- _Activity_
Return the line containing "from pycparser import c_ast, parse_file" and every line after it through the end of the entries below, with no other lines.

- _Supplied material_
PR #471, opened 2022-09-06
Fix C-preprocessor tests on Darwin

vit9696:
This was reverted somewhere in the process of refactoring, but should work fine now. On macOS `cpp` cannot be used with comments, so calling `gcc -E` is needed.

### DIFF
--- a/examples/func_defs.py
+++ b/examples/func_defs.py
@@ -18,6 +18,7 @@ import sys
 sys.path.extend(['.', '..'])
 
 from pycparser import c_ast, parse_file
+import platform
 
 
 # A simple visitor for FuncDef nodes that prints the names and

- _Answer box_
 from pycparser import c_ast, parse_file
+import platform
 
 
 # A simple visitor for FuncDef nodes that prints the names and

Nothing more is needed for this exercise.